The auction would involve the following stages: shortlisting process, qualification process, auction, matching procedure and accepted product blocks determination process.

The Draft Resolution states that pre-qualified participants should set up sufficient, irrevocable and enforceable financial guarantees, at the first demand, on behalf and for the benefit of OMEL, in the amount of 20€/kW rating volume (the sum of the maximum amounts offered for each product), by cash deposit into OMEL’s account or through a joint surety or bond.

During the submission of tenders, the participant would set up the product’s sections they are willing to bid for, as an offer (biomass and wind kW). A section is a set of blocks offered during the introductory offers phase, with the same reduction rate percentage by a participant and the smallest unit of product that can be offered in an auction is a block (1 block is equivalent to 1 kW).

The auction shall be through a sealed envelope process with a margin system, meaning that the reduction percentage that applies to each successful tender will be the one from the last matched offer. In doing so, a simple matching process will be applied for the auctioned product in terms of buying offers against sale offers. In this way, the margin reduction percentage as well as the number of blocks accepted for each participant shall be obtained independently.

As a general rule, the product’s marginal reduction percentage will be equal to the system’s aggregate purchase curve and sale offer cut-off point percentage, and it will set up the reduction percentage for the standard investment value on the matched purchased sections.

OMEL DIVERSIFICACIÓN, S.A.U., (“OMEL”), the auction manager, will determine the successful tenderers, the allocated power, and the abatement rate applicable to the standard value of the reference rate installation initial investment, as a result of the matching proceeding carried out in the maximum of two hours since the period for receiving purchase offers is closed.

The CNMC, auction monitor, will have a maximum of 24 hours to validate OMEL’s results once it has received them. If the auction is declared valid, the General Directorate for Energy Policy and Mines (“GDEPM”) will issue a resolution to resolve the auction that will be published in the Official State Gazette.

Once the necessary guarantee is submitted (20€ kW allocated), the auction’s award will involve the right to register the allocated power as a pre-assignment in the Specific Remuneration System Register (“SRSR”).

Against the GDEPM resolution that determines the successful tenderers, the allocated power, and the abatement rate applicable to the standard value of the initial investment of the reference rate installation may only be pursued upon appeal raised with the Secretary of State for Energy within a month, once the resolution has been published in the Official State Gazette.

The successful tenderers will have a period of 45 business days from the publishing date of the resolution in the Official State Gazette to submit a pre-assignment request registration for the allocated power. The amount of 20 €/kW of allocated power is needed as a guarantee.

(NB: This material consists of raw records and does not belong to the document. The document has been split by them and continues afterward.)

PR #222, opened 2018-10-23
cs/cas-194 - Improve Management of Subscribers and Categories in Announcements

CorySanin:
Changes

* [Fixed a bug](https://github.com/castlecms/castle.cms/pull/222/commits/9b9324f875aab0597820602c2273c086eb848956#diff-6fdfa661c2a605722947a1e4461525f6R187) where it was assumed that a Python array would be passed in, when in actuality it gets a string
* [Fixed a bug](https://github.com/castlecms/castle.cms/pull/222/commits/753d758337af2d676c4911cc92541f30a729ce79#diff-1c2ded24b22c586e0aab78377cb26066R30) where iterating through subscribers could result in the loop exiting too soon (and stop sending emails)
* Added a new tab to announcement page to house all the new features
* Added an export option, which allows for exporting subscribers to an CSV, optionally by categories
* Added a list of announcement categories, as well as the number of subscribers each one has
* Added sections for adding/changing/removing categories that update subscribers' subscriptions


castle/cms/browser/controlpanel/announcements.py
```diff
@@ -220,6 +226,215 @@ def handle_text(self, action):
...
+        if not errors:
+            response = self.request.response
+            cd = 'attachment; filename=subscribers.csv'
+            response.setHeader('Content-Disposition', cd)
+            fields = ['name', 'email', 'phone_number', 'phone_number_confirmed',
+                      'confirmed', 'code', 'created', 'captcha', 'categories']
+            responsebody = ','.join(fields)
+            categories = set()
+            if 'form.widgets.export_categories' in self.request.form:
+                if self.request.form['form.widgets.export_categories'] != u'':
```
vangheem: I'm curious, aren't these values available on the `data` object? Maybe `data['export_categories']` instead of `self.request.form['form.widgets.export_categories']`. It should also deserialize the value for you too.

castle/cms/browser/controlpanel/announcements.py
```diff
@@ -220,6 +226,215 @@ def handle_text(self, action):
...
+
+    @button.buttonAndHandler(u'Rename/Merge', name='merge')
+    def handle_merge(self, action):
+        data, errors = self.extractData()
+        if not errors:
+            allcategories = api.portal.get_registry_record(reg_key)
+            categories = set()
+            newname = u''
+            if 'form.widgets.rename_merge_categories' in self.request.form:
+                if self.request.form['form.widgets.rename_merge_categories'] != u'':
```
vangheem: Same here

castle/cms/browser/controlpanel/announcements.py
```diff
@@ -220,6 +226,215 @@ def handle_text(self, action):
...
+                        'new_category_name',
+                        Invalid(
+                            u"That category name is already in use"
+                        )
+                    )
+                    return
+                for category in categories:
+                    allcategories.remove(category)
+                allcategories.append(newname)
+                api.portal.set_registry_record(reg_key, allcategories)
```
vangheem: nice.

castle/cms/browser/controlpanel/announcements.py
```diff
@@ -220,6 +226,215 @@ def handle_text(self, action):
...
+
+    ignoreContext = True
+
+    @button.buttonAndHandler(u'Delete Categories', name='delete')
+    def handle_delete(self, action):
+        data, errors = self.extractData()
+        if not errors:
+            allcategories = api.portal.get_registry_record(reg_key)
+            categories = set()
+            if 'form.widgets.delete_categories' in self.request.form:
```
vangheem: same comment as before with form data.

castle/cms/tasks/email.py
```diff
@@ -27,7 +27,7 @@ def send_email_to_subscribers(subject, html, categories=None, sender=None):
                 # make sure that this message falls under one of
                 # their categories
                 if len(categories.intersection(subscriber['categories'])) == 0:
-                    return
+                    continue
```
vangheem: ouch, nice catch.

castle/cms/browser/controlpanel/announcements.py
CorySanin: I stole it from [here](https://github.com/castlecms/castle.cms/blob/master/castle/cms/browser/controlpanel/announcements.py#L186). Looks way nicer (and makes more sense) using data. Commit incoming.

CorySanin:
All fixed!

Once the guarantee is verified as valid, the GDEPM will issue a resolution to inscribe holders and allocated powers in a pre-assignment condition, it also being published in the Official State Gazette.

The pre-assignment resolution’s publication date determines that the installation should be completed within a maximum period of 48 months. However, the operating state enrollment in the SRSR will require installation to be fully completed by the deadline established (48 months). In this regard, it is understood that an installation is fully completed if it has all the elements, facilities and infrastructure which are necessary to produce energy and pour it into the electrical system. Further, it must have obtained the definitive registration in the Administrative Register for Generation of Electrical Power Unit under the competent administrative body, having begun to pour electric energy, which requires that the manager must have provided a certificate attesting that it has begun to supply the network.

The specific remuneration system will accrue from the first day of the first month following the date on which the installation has obtained the status of final operating approval.